One of the most bewildered Germans after the war was Legation Counsellor Eberhard von Thadden, who had been delegated the double responsibility by the German Foreign Office of working on the Jewish question with the ICRC and with Adolf Eichmann. In April, 1943, he discussed with Eichmann the rumors circulating abroad that Jews were being wantonly exterminated by the German authorities. Eichmann insisted that the very idea of extermination was absurd. Germany needed all possible labor in a struggle for her very existence.
Thadden questioned the wisdom of the internment policy.
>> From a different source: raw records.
PR #1385, opened 2024-05-05
Replaced raw arrays with std::array in IPv4 and IPv6 address classes.

Dimi1010:
Overview of changes:
- Replaced raw array usages with `std::array` in internal implementation of `IPv4Address` and `IPv6Address`.

Overview of new additions:
- Added new constructors to `IPv4Address` and `IPv6Address` that take `std::array<uint8_t, 4>` and `std::array<uint8_t, 16>` respectively.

Eichmann admitted that available transportation facilities were needed to furnish both the fronts and the homeland, but he argued that it had become necessary to concentrate Jew from the occupied territories in the East and in German camps to secure Jewish labor effectively and to avert unrest and subversion in the occupied countries. Any of the occupied countries might become a front-line area within a relatively short period of time.
Eichmann insisted that the family camps for the Jews in the East, along the lines of Theresienstadt, were far more acceptable to the Jews than the separations which the splitting up of families would entail. Eichmann admitted a case to Thaden in 1944 in which a Jew was killed in Slovakia while on transport from Hungary to Poland, but he insisted that such an event was extremely exceptional. He reminded Thadden again that the Jews were solely in camps so that their working power could be utilized and espionage could be prevented. He noted that Germany had not employed these extreme measures in the early years of the war, but only when it became evident that her very existence was at stake. Eichmann also reminded Thadden that foreign Jews who were being allowed to leave Europe directly from the camps were not charging Germany with the atrocities which were irresponsibly rumored from abroad. In short, Thadden, who had personally made numerous visits to the various concentration camps, was thoroughly convinced that Eichmann was right and that the foreign rumors of genocide in circulation were incorrect.
Eberhard von Thadden's only comment from his prison cell on June 11, 1946, after having heard the full scope of the Nuremberg Trial propaganda, was that, if Eichmann had lied, he would have to have been a "very skillful" liar indeed. The world has not yet sufficiently pondered the question about who has lied and why. Yet it is a statistical fact that, for every fraudulent affidavit or statement claiming a death camp or a gas chamber, there are at least twenty which deny the very existence of such camps and gas chambers. It is only the published evidence which has presented a lop-sided picture in support of the genocide myth.